Santuário do coleccionismo e da ciência exótica, o Museu Real da África Central é um verdadeiro dinossauro da museologia e uma montra de como se fez a colonização belga. A Fugas foi visitá-lo antes da modernização e da correcção política

O Museu Real da África Central presta-se a sofrer uma metamorfose radical. A instituição situada em Tervuren, cerca de 12 quilómetros a leste de Bruxelas, detém a maior colecção de etnologia e de história natural da África subsariana. Inicia este ano um ambicioso processo de renovação, a começar pela construção de um novo pavilhão, à entrada do parque em que se situa. Um pavilhão envidraçado de dois pisos, da autoria da firma de arquitectos Beel, destinado a congregar bilheteira, loja, cafetaria e sala de conferências. Servirá também de nova entrada e os visitantes acederão a partir daí a um espaço subterrâneo com três salas de exposições temporárias, enquanto o museu actual será inteiramente consagrado à exposição permanente. O museu permanecerá aberto ao público mesmo assim, ou durante o período em que as obras decorrem.

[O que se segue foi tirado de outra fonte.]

PR #1504, opened 2017-03-01
Eels lldecon

erh3cq:
Added a function for deconvolution of two low-loss spectra.

PR #1514, opened 2017-03-05
EELS ll fourier deconvolution function

erh3cq:
Added a function that can Fourier ratio deconvolute two low-loss
spectra. ZLP spectra can be provided to avoid the need for ZLP
approximation.

This is helpful for VEELS analysis of surface and bulk plasmons when an interface is involved.


erh3cq:
As mentioned in #1513 I reset my base fork and have followed the correct procedure (I think) to allow for separate pull requests.  So, this should be much cleaner than #1504.  Also, @magnunor this pull already has the fixes from the previous pull.  Let me know if I need to fix anything else on it.

erh3cq:
What do I need to fix for coverage/coveralls to pass?

francisco-dlp:
You need to add tests. However, I would wait until this gets a full review before writing the test.

erh3cq:
Sure thing. I will wait for a full review. I assume the tests are like the lazy test I did for Volume Plasmon before

hyperspy/_signals/eels.py
```diff
@@ -751,6 +751,111 @@ def fourier_ratio_deconvolution(self, ll,
                 self.tmp_parameters.filename +
                 'after_fourier_ratio_deconvolution')
         return cl
+    
+    def fourier_ratio_deconvolution_llspectra(self, kernel, zl=None,
```
thomasaarholt: zl should be zlp, which is the common notation for the zero loss peak in the rest of hyperspy

hyperspy/_signals/eels.py
```diff
@@ -751,6 +751,111 @@ def fourier_ratio_deconvolution(self, ll,
...
+                                        fwhm=None,
+                                        threshold=None):
+        """Performs Fourier-ratio deconvolution of two similar spectrum.
+        
+        Parameters
+        ----------
+        kernel : EELSSpectrum
+            The spectrum to be deconvolved from parent spectrum
+        zl : ZLP spectrum to avoid Gaussian approximation of ZLP
```
thomasaarholt: zl -> zlp

hyperspy/_signals/eels.py
```diff
@@ -751,6 +751,111 @@ def fourier_ratio_deconvolution(self, ll,
...
+        orig_spectrum_size = self.axes_manager.signal_axes[0].size
+    
+        if zl is None:
+            zl_provided = False
+            if threshold is None:
+                threshold = kernel.estimate_elastic_scattering_threshold()
+        else:
+            zl_provided = True
+    
+        spectrum = self.deepcopy()
```
thomasaarholt: @francisco-dlp any suggestions for something other than deepcopy here?

hyperspy/_signals/eels.py
```diff
@@ -751,6 +751,111 @@ def fourier_ratio_deconvolution(self, ll,
...
+        size = kernel_size + spectrum_size - 1
+        # Increase to the closest multiple of two to enhance the FFT
+        # performance
+        size = int(2 ** np.ceil(np.log2(size)))
+        
+        axis = kernel.axes_manager.signal_axes[0]
+        js = np.fft.rfft(spectrum.data, n=size, axis=axis.index_in_array)
+        jk = np.fft.rfft(kernel.data, n=size, axis=axis.index_in_array)
+    
+        if not zl_provided:
```
thomasaarholt: zlp_provided

hyperspy/_signals/eels.py
```diff
@@ -751,6 +751,111 @@ def fourier_ratio_deconvolution(self, ll,
...
+        Wang, Feng, Ray Egerton, and Marek Malac. “Fourier-Ratio Deconvolution
+        Techniques for Electron Energy-Loss Spectroscopy (EELS).”
+        Ultramicroscopy 109, no. 10 (September 2009): 1245–49.
+        doi:10.1016/j.ultramic.2009.05.011.
+        """
+        
+        self._check_signal_dimension_equals_one()
+        orig_spectrum_size = self.axes_manager.signal_axes[0].size
+    
+        if zl is None:
```
thomasaarholt: zlp, same with zl_provided below

hyperspy/_signals/eels.py
```diff
@@ -751,6 +751,111 @@ def fourier_ratio_deconvolution(self, ll,
...
+            
+            I0 = kernel.estimate_elastic_scattering_intensity(threshold=threshold)
+            I0 = I0.data
+            if kernel.axes_manager.navigation_size > 0:
+                I0_shape = list(I0.shape)
+                I0_shape.insert(axis.index_in_array, 1)
+                I0 = I0.reshape(I0_shape)
+            
+            from hyperspy.components1d import Gaussian
+            g = Gaussian()
```
thomasaarholt: define the sigma, A, centre in the Gaussian() function instead of below?

thomasaarholt (commented):
Just typos and a few cleanups really. Just looked through the code, not run it.

erh3cq:
@thomasaarholt thank you. Fixed all of the zl-> zlp changes and the Gaussian().
For deepcopy() : since it returns a new signal at the end, would it be best to replace all of the spectrum variables with self? Then at the end return self. Or would this update the original signal rather than returning a new one?  What we change here can also be applied to `def fourier_ratio_deconvolution()`, may decrease memory usage.

thomasaarholt:
If you replaced all instances of spectrum with self, it would both update the original signal and return it (the former of which I don't think we want to do). If you've copied the same approach as the other deconvolution methods, then that's absolutely fine. I was just thinking of ways to reduce the amount of memory used, say if one opens a very large EELS SI. But I think this is fine.

thomasaarholt:
For completion/clarity, you may want to change the `zl` in `zl = g.function(` to something like zlp, but that's not anything that the user sees, so it's up to you :)

thomasaarholt:
It looks like all the other methods use `deepcopy()`, so that's fine :)

erh3cq:
Your call on the zl to zlp (you are more attune to hyperspy ways).  I kind of liked the zl 1)because it is how the other fourier ratio was set up (so it is consistent), and 2) that section is  approximating the zlp (so zl creates a differentiation between actual and approximated). But, this is all in my head and it has to make since to others.  @thomasaarholt let me know :).

As far as `deepcopy()`, sounds good.  I will try to keep this in mind.  It is what other methods use, but I also agree that if wee can figure out an alternative, then it could help with big files (memory hogs)

thomasaarholt:
Sorry it took me long to respond! The `zlp` and `zl` are fine as they stand! If you could come up with some tests, then that would be great!

erh3cq:
Will do. May be a few days. So for tests, do I just feed a random array and parameters?
I know it works for my spectra.

thomasaarholt:
If you feed a specific array and parameters to it, and then test to make sure the result is what you would be expecting, then that's great. You can probably use any pre-existing tests for the other algorithms.

Testing is really great for helping spot a problem when changing the other parts of hyperspy :) Whilst your code currently works, it might break in the future if we change something else!

thomasaarholt:
Woohoo, well done. Currently you have also added the "fix setup" commit from vidar? Was that on purpose?

erh3cq:
Haha well yes and no. I meant to upload it, because I can't switch to the this branch without his fix. However, I wasn't thinking about this pull automatically updating (oops). I can delete it.

erh3cq:
Why is this failing? It passed the tests on my comp, and my build is up to date.

thomasaarholt:
Don't worry, pretty sure something else is failing.

erh3cq:
@thomasaarholt sounds great. Thanks :smile:

thomasaarholt:
Yes. If you follow appveyor (scroll to the bottom and then keep scrolling), you'll see:

`hyperspy\tests\signal\test_1D_tools.py:230: AssertionError`. That's what is failing.

erh3cq:
Yeah. It says a few errors are occurring, and none of them are associated with files I worked with.  Most of them are for SEM.  I am not sure what the errors mean either....

thomasaarholt:
Did you mean to delete this?

erh3cq:
Yes. I was having issues on GitHub with conflicts between remote/local.
Even after fixing the conflicts it would not allow me to merge. The
conflicts I had for the pull were due to the same conflicts between my
remote and local.  It would not let me update by branches, so I deleted and
re-forked.

PR #1516, opened 2017-03-06
attempt to use ipywidgets progressbar option in prefereces

to266:


francisco-dlp:
Maybe this could make it into Rnp too?

to266:
Rebased

thomasaarholt:
To review this, I sorta need to know what it is supposed to do :) Or at least how this changes from previous behaviour.

to266:
As per the title, this adds "attempt to use ipywidgets progressbar" option in prefereces. If it's ticked, it preserves the current behaviour, if not - it uses the "text" format that is compatible with terminals or if ipywidgets are not installed.

PR #1519, opened 2017-03-07
hanning with lazy signals as well

to266:
To allow easier lazy implementation of https://github.com/hyperspy/hyperspy/pull/1514


erh3cq:
@to266 what do I need to do with this?

to266:
Nothing with this. In #1514, however, you should ideally adapt the code to also run on lazy signals. It includes using lazy Hanning tapering, which this PR implements.

I guess this would mainly mean using `da.fft.*` instead of `np.fft.*` methods when any of the input signals are lazy.

I'm not familiar enough with the use-case to advice in any great detail

PR #1520, opened 2017-03-09
s.add_marker: greatly increase speed of adding many markers

magnunor:
This greatly improves the speed of adding many markers using a list, adding a list of ~2000 markers went from ~5 minutes to ~5 seconds.


thomasaarholt:
How? How did that small code change make it so much faster?

magnunor:
When adding markers, the `add_marker` function makes sure that each marker has a unique name. If the marker name already exist, a number is added to the end of the marker name.

So when adding many (2000+) markers via a list, the function would have to iterate from 0 to whatever number of markers which already had been added. Now it simply starts iterating from the last known number suffix, making it much faster.

PR #1527, opened 2017-03-14
Edge labels when plotting EELS signals

thomasaarholt:
I've added support for plotting EELS edges, working off the code for plotting X-ray lines for EDS signals.

I've modified the code a bit, to make it a bit easier to read, and I've also changed some of the default functionality. For instance, `s.plot(True)` will always try to plot any elements present in `s.metadata.Sample.elements`, because I feel that there will be very few cases where that is not the case. If people feel the opposite is true, then I'm happy to change that.

I've made s.plot(EELS_edges) take either EELS_edges as a boolean argument, as a list of elements, edge families (say "Zr_L") or specific edges (say "Zr_L3"), or as a combination of those. It can also take the argument of a single edge/element as string.

I've decided not to use a method like the EDS `s.add_lines()`, as one tends to work with fewer markers in EELS, and code above allows for easy checking of whether additional lines are correct or not (personally I've never used `s.add_lines()` much)

The user-case I am imagining is one where one has 3-4 elements that are known, whilst there is one unlabelled peak. Then the following makes sense to try:

```python
s = some_EELS_signal
s.add_elements(["Zr", "Fe", "O"])
s.plot("Cr_L3")
```

screen shot 2017-03-14 at 13 51 29

I'm going to add some tests to ensure that the input is taken correctly. Thoughts on the PR?


francisco-dlp:
Wouldn't it make more sense for EELS to have axvlines instead of line segments and, maybe horizontal labels?

thomasaarholt:
I tried horizontal labels on the line segments, and it overlapped too much, but with axvlines it might work as I can specify the positions independently of the edge height. Not sure how to prevent overlap, though. Maybe if I alternate the height of the labels.

thomasaarholt:
What about this? Since EELS signals decay rapidly, I've made edges on the left half of the plot offset from the bottom axis and edges on the right offset from the top. I was trying to find a way to place the axvline under the EELS graph, but `zorder=-1000` doesn't put it under. Any ideas?

screen shot 2017-03-15 at 15 23 11

francisco-dlp:
The left/right divide is a nice idea. However, when using ``enable_plot_components`` the bottom side of the figure may get cluttered. What about offsetting always from the top with the following rule:

* First subshell of "set", e.g. L3, at top position
* Following subshells increase offset e.g. ``L2_offset = L3_offset + k``, ``L1_offset = L2_offset + k``
* Following first "subshell" of set resets the offset, unless closest edge to the left has offset 0, in which case increases offset by k + 2 in order to avoid overlapping with previous and next subshell of edge to the left.


Also, instead of fixing the labels to given coordinates, it would be good to define their position relative to the axes using [matplotlib transforms](http://matplotlib.org/users/transforms_tutorial.html). In this way, when zooming the label will remain visible.

Finally, since @ericpre implemented plot testing, adding unittests would be nice.

thomasaarholt:
I actually tried using transforms first! I converted from axes coordinates (say 0.3) to data coordinates. The problem with that is that 0.3 on the current plot in data units will not be 0.3 when moving through a spectrum image (say, for a thinner region).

É um lifting necessário, que peca quando muito por ser tardio. Mas se a modernização era desejada, por outro lado lastima-se, na medida em que vai seguramente limar, ou mesmo apagar, os traços anacrónicos que tornam este museu tão especial, tão diferente de todos os outros que na mesma especialidade existem por esse mundo fora. Porque o Museu Real da África Central é essa coisa hoje já tão rara na Europa que é um museu de etnologia à antiga, "um museu de um museu", que pouco ou nada mudou desde a Expo de 1958. Com esta particularidade: apesar da forte contestação à presença belga que já então agitava o Congo e dois anos depois levaria à independência do país africano, o museu fazia ainda finca-pé de uma visão idílica das relações belgo-congolesas.

O carimbo da propaganda colonialista foi depois rasurado ou recontextualizado, mas deixou marcas profundas em Tervuren. Este será o último grande museu onde se pode perceber como é que um regime colonial europeu provavelmente o mais cruel e sanguinário alguma vez imposto em África retratou o país colonizado e ao mesmo tempo se auto-retratou como potência colonizadora. Visões políticas à parte, o grande atractivo do Museu Real da África Central antes da renovação é o seu recheio e método expositivo. Uma colecção com peças fabulosas, sobretudo pródiga em artesanato congolês, apresentada a meio caminho entre a pedagogia e o exotismo, meio para instruir, meio para impressionar, segundo critérios científicos há muito fora de prazo. Nesta perspectiva, é como um monumental gabinete de curiosidades, milagrosamente preservado. Ora os gabinetes de curiosidade não poderiam estar hoje mais na moda.

Palácio das Colónias

O domínio de Tervuren é como uma Versalhes em ponto pequeno. Ou melhor, uma Versalhes inacabada, como já iremos ver. O museu está sediado num edifício monumental, decalcado do parisiense Petit Palais. Não tem nada a ver com etnologia, nem sequer com África, o que não deixa de ser um tanto insólito. Para ambientar os visitantes, há, em compensação, uma fila de elefantes feitos em tabuinhas, que conduzem até à porta do museu, ao longo de uma esplanada sobranceira a uma vasta zona ajardinada. À direita, um pouco recuado sobre a esplanada do museu, fica outro edifício elegante, mas bem mais discreto, o Palácio das Colónias. É por este mesmo que convém iniciar a visita.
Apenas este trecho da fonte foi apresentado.